One day, Father and other postal workers – most of them Christians – were hard at work when a mob besieged them. Fear-stricken, he and his embattled colleagues barricaded themselves in. but their hiding place was far from an impregnable fortress. The mob, armed with cudgels, machetes, hammers and other tools, began to hack at the locked doors of the post office. It was a matter of time before the mob had the better of their quarry.

At the nick, when things looked gloomiest for my father and his cornered fellow workers, providence intervened on their side. Or, to be more accurate, the Lamido happened to be passing by. Spying the mob, he ordered his convoy to stop. After ascertaining the mob’s mission, the Lamido chastised and ordered them to disperse. He then conveyed my father and other postal clerks – men, mind you, who were mere moments away from certain death – to his palace. There, he gave them shelter and food for several weeks until the wave of orgiastic violence abated. He then arranged for Father and others to be boarded on the last ships to leave Yola for the south east.

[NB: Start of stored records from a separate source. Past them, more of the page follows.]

PR #751, opened 2021-04-12
mpp: support returning regions that need retry

hanfei1991:
Mpp need to refresh the TiDB client's cache when there are region retry in TiFlash. TiFlash returns these region info and TiDB refresh the cache.


windtalker (approved):
LGTM

fzhedu (approved):
LGTM

PR #752, opened 2021-04-22
Add proto for implementing lock view

MyonKeminta:
The SQL information will be sent via the `Context.resource_group_tag` field, which may also be made use of by another feature *Top SQL*, cc @breeswish


breeswish (approved):

longfangsong (approved):
/lgtm

youjiali1995 (approved):

PR #757, opened 2021-04-29
add store status into store heartbeat response

hicqu:


proto/pdpb.proto
```diff
@@ -516,10 +516,17 @@ message StoreHeartbeatRequest {
     StoreStats stats = 2;
 }
 
+enum StoreStatus {
```
nolouch, line 519: How about adding it in https://github.com/pingcap/kvproto/blob/7d50a22e4b4fb0da7e003ac72d639711cf3ead5e/proto/metapb.proto#L23-L27

PR #759, opened 2021-04-30
Add missing fields to mvcc info

sticnarf:
After async commit is introduced, there are a lot more fields adding to the mvcc info. For easy diagnosis, we should add these fields to the proto.


youjiali1995 (approved):

disksing:
Do we need to proceed with this pull request? cc @sticnarf @youjiali1995

disksing (approved):

PR #762, opened 2021-05-11
Support DuplicateDetect for lightning-import

Little-Wallace:
Signed-off-by: Little-Wallace <bupt2013211450@gmail.com>


proto/import_sstpb.proto
```diff
@@ -221,3 +224,19 @@ message WriteResponse {
     Error error = 1;
     repeated SSTMeta metas = 2;
 }
+
+message DuplicateDetectRequest {
+    kvrpcpb.Context context = 1;
+    bytes start_key = 2;
+    // Return only the keys found by scanning, not their values.
```
gozssky, line 231: This line should be moved before `key_only`?

proto/import_sstpb.proto
```diff
@@ -221,3 +224,19 @@ message WriteResponse {
...
+    bytes end_key = 3;
+    bool key_only = 4;
+    // We only check the data whose timestamp is larger than `min_commit_ts`.
+    uint64 min_commit_ts = 5;
```
gozssky, line 235: Is it better that also check data including `min_commit_ts` not only `large than`

Little-Wallace: Emmmm. Maybe not include.....

proto/import_sstpb.proto
```diff
@@ -51,6 +51,9 @@ service ImportSST {
     
     // Ingest Multiple files in one request
     rpc MultiIngest(MultiIngestRequest) returns (IngestResponse) {}
+
+    // Upload an SST file to a server.
```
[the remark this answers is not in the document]
Little-Wallace: Yes... I will remove it

proto/import_sstpb.proto
```diff
@@ -221,3 +224,19 @@ message WriteResponse {
     Error error = 1;
     repeated SSTMeta metas = 2;
 }
+
+message DuplicateDetectRequest {
+    kvrpcpb.Context context = 1;
+    bytes start_key = 2;
+    // Return only the keys found by scanning, not their values.
+    bytes end_key = 3;
+    bool key_only = 4;
```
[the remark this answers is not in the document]
Little-Wallace: For a handle key, we do not need to calculate the value at once, because we may get a repeated handle when detecting other unique key.

proto/import_sstpb.proto
```diff
@@ -221,3 +224,25 @@ message WriteResponse {
...
+message KvPair {
+    bytes key = 1;
+    bytes value = 2;
+    uint64 commit_ts = 3;
+}
+
+message DuplicateDetectResponse {
+    errorpb.Error region_error = 1;
+    Error key_error = 2;
+    repeated KvPair pairs = 3;
```
kennytm, line 247: please add a comment about how the kv pairs are arranged e.g.

```
[
  {key: "key1", value: "value11", commit_ts: 1001},
  {key: "key1", value: "value12", commit_ts: 1004},
  {key: "key1", value: "value13", commit_ts: 1005},
  {key: "key2", value: "value21", commit_ts: 1002},
  {key: "key2", value: "value22", commit_ts: 1004},
  ...
]
```

kennytm (approved):
lgtm, but a minor nit

proto/import_sstpb.proto
kennytm: explicitly mention that `min_commit_ts` is "excluded"?

proto/import_sstpb.proto
Little-Wallace: OK.

gozssky: Is the  pairs' order guaranteed？How about add a comment to explain it?

Little-Wallace: Yes. It will be returned in order, but I don’t think we should rely on this assumption

gozssky (approved):

PR #763, opened 2021-05-13
mpp: support returning regions that need retry (#751)

hanfei1991:
* mpp: support return of region errors

* return region list


fzhedu (approved):
LGTM

windtalker (approved):
LGTM

PR #773, opened 2021-05-31
Add ResourceMetering agent service definition

dragonly:
Add Top SQL agent service and message definitions.
This is used to send Top SQL records to an agent for persistent storage.

Note that TiKV should not be aware of SQL related concepts, so this is actually a general resource metrics collecting agent, which can be used by TiDB to pass SQL related tags, encoded in binary payload.

related to https://github.com/pingcap/tipb/pull/225


proto/topsql_agent.proto
```diff
@@ -0,0 +1,26 @@
...
+
+option (gogoproto.marshaler_all) = true;
+option (gogoproto.sizer_all) = true;
+option (gogoproto.unmarshaler_all) = true;
+option (rustproto.lite_runtime_all) = true;
+
+option java_package = "org.tikv.kvproto";
+
+// TopSQLAgent is the persistent agent service for TopSQL records
+service TopSQLAgent {
```
breeswish, line 17: TiKV should not know anything about "SQL".

proto/topsql_agent.proto
```diff
@@ -0,0 +1,26 @@
...
+  // CollectTikv is called periodically (e.g. per minute) to save the in-memory TopSQL records
+  rpc CollectTikv(stream CPUTimeRequestTikv) returns (google.protobuf.Empty) {}
```
breeswish, line 19:
```suggestion
  rpc CollectTikvMeteringResult(stream ResourceMeteringResult) returns (CollectTikvMeteringResultResponse) {}
```

proto/topsql_agent.proto
```diff
@@ -0,0 +1,26 @@
...
+}
+
+message CPUTimeRequestTikv {
+  repeated uint64 timestamp_list = 1;  // timestamp in second
+  repeated uint32 cpu_time_ms_list = 2;  // this can be greater than 1000 when counting concurrent running SQL queries
+  bytes payload = 3;  // the specific encoding is opaque to tikv-server
```
breeswish, line 25: What is payload? Is it ResourceTag?

dragonly: Yes, I should name it more specifically.

Cargo.toml
```diff
@@ -12,12 +12,13 @@ path = "src/lib.rs"
...
 default = ["protobuf-codec"]
 protobuf-codec = ["protobuf-build/grpcio-protobuf-codec", "raft-proto/protobuf-codec", "grpcio/protobuf-codec"]
-prost-codec = ["prost", "prost-derive", "lazy_static", "protobuf-build/grpcio-prost-codec", "raft-proto/prost-codec", "grpcio/prost-codec"]
+prost-codec = ["prost", "prost-derive", "prost-types", "lazy_static", "protobuf-build/grpcio-prost-codec", "raft-proto/prost-codec", "grpcio/prost-codec"]
 
 [dependencies]
 protobuf = "=2.8.0"
 prost = { version = "0.7", optional = true }
 prost-derive = { version = "0.7", optional = true }
+prost-types = { version = "0.7", optional = true }
```
breeswish, line 21: This can be reverted

proto/topsql_agent.proto
```diff
@@ -0,0 +1,27 @@
...
+option (gogoproto.sizer_all) = true;
+option (gogoproto.unmarshaler_all) = true;
+option (rustproto.lite_runtime_all) = true;
+
+option java_package = "org.tikv.kvproto";
+
+// ResourceUsageAgent is the persistent agent service for resource usage records
+service ResourceUsageAgent {
+  // CollectCPUTime is called periodically (e.g. per minute) to save the in-memory resource usage records
+  rpc CollectCPUTime(stream CPUTimeRequestTikv) returns (CPUTimeResponseTikv) {}
```
breeswish, line 18:
```suggestion
  rpc CollectCPUTime(stream CollectCPUTimeRequest) returns (CollectCPUTimeResponse) {}
```

proto/topsql_agent.proto
```diff
@@ -0,0 +1,27 @@
...
+}
+
+message CPUTimeRequestTikv {
+  repeated uint64 timestamp_list = 1;  // timestamp in second
+  repeated uint32 cpu_time_ms_list = 2;  // this can be greater than 1000 when counting concurrent running requests
+  bytes resource_tag = 3;  // the specific encoding is opaque to tikv-server
```
breeswish, line 24:
```suggestion
  bytes resource_tag = 3;  // the tag of the resource, by which CPU time is grouped.
```

BTW since `resource_tag` is such important (as a Primary Key) I suggest to put it as the first field.

breeswish (approved):

zhongzc (approved):

PR #775, opened 2021-06-07
Better integration with cmake

JaySon-Huang:
Automatically re-generate `.pb.h` and `.pb.cc` if `.proto` file changed, don't need to run `scripts/generate_cpp.sh` manually.


windtalker:
LGTM

leiysky (approved):
LGTM

.gitignore
```diff
@@ -16,6 +16,7 @@ _tools
 cpp/
 !cpp/CMakeLists.txt
 proto-cpp/
```
tisonkun, line 18:
```suggestion
```

JaySon-Huang: We still provide the script `scripts/generate-cpp.sh` for those project don't use CMake. I think we can keep this.

tisonkun: Well.

tisonkun (approved):
LGTM. Though it would be better if we wrapper actions into a function, as the official `FindProtobuf.cmake` does.

PR #867, opened 2022-02-24
pdpb: synchronizing region should support bucket.

bufferflies:
Signed-off-by: bufferflies <1045931706@qq.com>
synchronizing region should support bucket.


proto/pdpb.proto
```diff
@@ -448,6 +448,9 @@ message RegionHeartbeatResponse {
     //       1. replacing peers
     //       2. demoting voter directly
     ChangePeerV2 change_peer_v2 = 9;
+
+    // PD should contain the buckets information if origin region's epoch is changed.
+    metapb.Buckets buckets=10;
```
BusyJay, line 453: What's the purpose? And it should be formatted.

disksing:
@bufferflies any update?

proto/pdpb.proto
bufferflies: the operator should have buckets information like transterLeader.

bufferflies:
PTAL @BusyJay again

BusyJay (approved):

PR #868, opened 2022-02-28
metapb: refine store state

rleungx:
This PR introduces `NodeState` to replace `StoreState`, which is confusing sometimes, in the future.


pkg/brpb/brpb.pb.go
```diff
@@ -61,7 +61,7 @@ func (x CompressionType) String() string {
 	return proto.EnumName(CompressionType_name, int32(x))
 }
 func (CompressionType) EnumDescriptor() ([]byte, []int) {
-	return fileDescriptor_brpb_a90a70ff0dc32c8e, []int{0}
+	return fileDescriptor_brpb_7c3d2f8143177a80, []int{0}
```
disksing, line 64: would you like to reset the unrelated files?

rleungx: These differences are generated by running `make go`.

disksing: I know. You can checkout unrelated files to make the diff smaller.

rleungx: got it.

disksing (approved):

proto/metapb.proto
```diff
@@ -52,6 +63,8 @@ message Store {
     int64 last_heartbeat = 11;
     // If the store is physically destroyed, which means it can never up again.
     bool physically_destroyed = 12;
+    // NodeState is used to replace StoreState which will be deprecated in the future.
```
BusyJay, line 66: I think you can mark it as deprecated. See https://developers.google.com/protocol-buffers/docs/proto3#options.

proto/metapb.proto
```diff
@@ -26,6 +26,17 @@ enum StoreState {
     Tombstone = 2;
 }
 
+// NodeState is going to replace StoreState to make the state concept more clear.
+// "Up" is devided into "Preparing" and "Serving" stages so that we can better describe the online process.
+// "Removing" is just like previous `Offline` which is more accurate.
+// "Removed" has the same meaning with `Tombstone`.
+enum NodeState {
+    Preparing = 0;
```
BusyJay, line 34: How about adding docs to explaining each state?

BusyJay (commented):
Rest LGTM.

proto/metapb.proto
rleungx: Yes, once the related feature is finished, I will mark the old state as deprecated.

PR #870, opened 2022-03-01
*: move ResetToVersion to debugpb

longfangsong:
Signed-off-by: longfangsong <longfangsong@icloud.com>


nolouch (approved):

lhy1024 (commented):
so much file diff？

proto/debugpb.proto
```diff
@@ -259,3 +263,10 @@ message GetAllRegionsInStoreRequest {
 message GetAllRegionsInStoreResponse {
     repeated uint64 regions = 1;
 }
+
+message ResetToVersionRequest {
+    uint64 ts = 1;
+}
+
+message ResetToVersionResponse {
+}
```
disksing, line 272: Pleaase add an empty line here.

longfangsong:
> so much file diff？

I chaned `kvrpcpb` and IMO all protos which import it need to regenerate go file when `make go`.

proto/debugpb.proto
longfangsong: > Do we need a resp head here?

In fact, there're no infomation we can return here.

disksing (approved):

PR #871, opened 2022-03-02
coprocessor: Response contains latest buckets version

youjiali1995:
Copr requests will contains buckets version in the context and TiKV should return the up-to-date buckets information in the copr response if the version is stale to notify clients.


proto/coprocessor.proto
```diff
@@ -58,6 +58,9 @@ message Response {
     bool can_be_cached = 9;
 
     reserved 10;
+
+    // Contains the up-to-date buckets of the region if Request.context.buckets_version is stale.
+    metapb.Buckets buckets = 12;
```
BusyJay, line 63: I'm afraid this can be a large amount of data. How about making it a bool and let TiDB query PD instead giving that it's OK to have stale buckets.

youjiali1995: OK. To avoid TiDB querying PD one time each request, I will make it a uint64 buckets version and only when the buckets version in region cache is stale, TiDB queries PD.

youjiali1995: I removed the buckets version in the `Context` too. Now TiKV always returns the latest bucket version and TiDB updates buckets if its is stale.

BusyJay (approved):

PR #879, opened 2022-03-09
import_sst: added `errorpb.Error` variant for the Error

YuJuncen:
We need the information of store for better retrying in the log restore (for the `Apply` RPC).


joccau (approved):
LGTM

3pointer (approved):

PR #880, opened 2022-03-10
add bucket swich for tikv

bufferflies:
Signed-off-by: bufferflies <1045931706@qq.com>


bufferflies:
@youjiali1995 @disking

youjiali1995 (commented):
I can't get it... Can you elaborate more on it?

BusyJay:
I thought the conclusion was to keep the current behavior that use configurations on both PD and TIKV to decide whether buckets are enabled for this sprint.

bufferflies:
> I can't get it... Can you elaborate more on it?

PD will notice tikv by PutStore and HeartBeat rpc.

bufferflies:
> I thought the conclusion was to keep the current behavior that use configurations on both PD and TIKV to decide whether buckets are enabled for this sprint.

In past, pd can depence on the buckets stream is open to decide the buckets behavior.

bufferflies:
it will use tikv config continue.

PR #888, opened 2022-03-28
br: support setting api versions in backup request

zz-jason:
Signed-off-by: Jian Zhang <zjsariel@gmail.com>


proto/brpb.proto
```diff
@@ -190,6 +190,14 @@ message BackupRequest {
...
     // The cipher_info is Used to encrypt sst
     CipherInfo cipher_info = 14;
+
+    // dst_api_version indicates the key-value encoding version used by the
+    // generated SST file. Accepted values:
+    // 1. "v1": the generated SST files are encoded with api-v1, can be restored
+    //    to clusters under v6.0.
+    // 2. "v2": the generated SST files are encoded with api-v2, can be restored
+    //    to clusrters >= v6.0.0 with api v2 enabled.
+    string dst_api_version = 15;
```
pingyu, line 200: Suggest to reuse [`kvrpcpbΩ.APIVersion`](https://github.com/pingcap/kvproto/blob/bd679cab506b8b8b75af2595624c3c3cd4254354/proto/kvrpcpb.proto#L723). Also for being consistent with [`api_version` in meta](https://github.com/pingcap/kvproto/blob/bd679cab506b8b8b75af2595624c3c3cd4254354/proto/brpb.proto#L72).

Suggest to add comments that this field is used for backup & restore cross TiKV clusters with different api versions.

proto/brpb.proto
```diff
@@ -190,6 +190,14 @@ message BackupRequest {
     int32 compression_level = 13;
     // The cipher_info is Used to encrypt sst
     CipherInfo cipher_info = 14;
+
+    // dst_api_version indicates the key-value encoding version used by the
+    // generated SST file. Accepted values:
+    // 1. "v1": the generated SST files are encoded with api-v1, can be restored
```
pingyu, line 196: "v1" can still be used on clusters above "v6.0". And the first version supporting "v2" would be "v6.1". Maybe it would be better to not mention the version.

proto/brpb.proto
disksing: what does `dst` mean?

zz-jason: @disksing `dst` is short for `destination`.

disksing (approved):

proto/brpb.proto
zz-jason: done

pingyu (approved):
LGTM

PR #902, opened 2022-04-19
add prefix for clear request

3pointer:
in https://github.com/pingcap/tidb/issues/34098#issuecomment-1102293676. we think add a prefix is more safety.


YuJuncen (approved):

joccau (approved):
LGTM

PR #903, opened 2022-04-20
add ts for RawWriteBatch to be compatiable with API v2

iosmanthus:
Signed-off-by: iosmanthus <myosmanthustree@gmail.com>


proto/import_sstpb.proto
```diff
@@ -234,6 +234,7 @@ message WriteResponse {
 message RawWriteBatch {
     uint64 ttl = 1;
     repeated Pair pairs = 2;
+    uint64 ts = 3;
```
pingyu, line 237: All pairs have the same timestamp ?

When my father finally arrived in Amawbia, a scrawny shadow of his former vibrant self, it was as if he’d risen from the dead. Our mother had for months been in an inconsolable state, a woman paralyzed with the fear (verging on certainty) that some mindless merchants of death had killed her husband. Gunshots boomed and reverberated all over Amawbia as the town celebrated Father’s improbable return.

As I matured and learned this history, it struck me that – but for the Lamido’s vote for sanity and his insistence on the sanctity of life – my father would have been dead that distant afternoon in 1967. Instead, the Lamido – himself a relatively young man at the time – stepped into a grim situation and made a choice that was courageous and deeply heroic.

What moved the Lamido to be an agent of life and decency in a season ruled by death and unreason?

In July of 2008, I traveled to Yola to meet Mr. Musdafa in order to, one, express my family’s abiding gratitude for his uncommon act of kindness and, two, to satisfy my curiosity. It was my first visit to Yola since our flight in 1966 when I was hardly six. The town had changed significantly, but not so fundamentally as to nullify all my childhood memories.

I found the flat where we lived – and that tree in front of it, now twisted with age and much smaller than I remembered. Visiting the banks of the Benue where Father used to hunt, I saw kids diving in and out of the river and fishermen lounging in makeshift sheds, their boats abandoned in the languorous blaze of the noon heat. I visited Saint Theresa’s Church where our parents used to take us to mass. Inside, the old church was dim and derelict, a small forgotten structure now dominated by an imposing cathedral built nearby. I then went to see the now dilapidated school where Mother once taught.

The highlight was, of course, that meeting with the late Lamido. He ushered me into his sparse, clean reception room moments after my arrival was announced. He was a very tall, lean man with cropped white beards and lively eyes. There was not about him that fussy insistence on grandeur cultivated by many who occupy traditional offices. He seemed to project a moral gravitas much more than he exuded royal pomp. He was a man of quiet dignity whose carriage proclaimed the effortlessness of his deep humanity.

He insisted that he did nothing special in saving my father and other Christians. “As a true Muslim, I could not let allow the spilling of innocent blood.” He remembered that my parents had written a letter to thank him – but he was adamant that his action was a simple one.

A Nigeria beset by rising sectarian violence stands in need of citizens, Christians and Muslims, possessed of the late Lamido’s moral clarity, commitment to humanistic values, and deep nobility and conscience. My mother, siblings and I will ever treasure the colossus that was Alhaji Aliyu Musdafa who died a month shy of his 88th birthday. His legacy is rare, and will endure.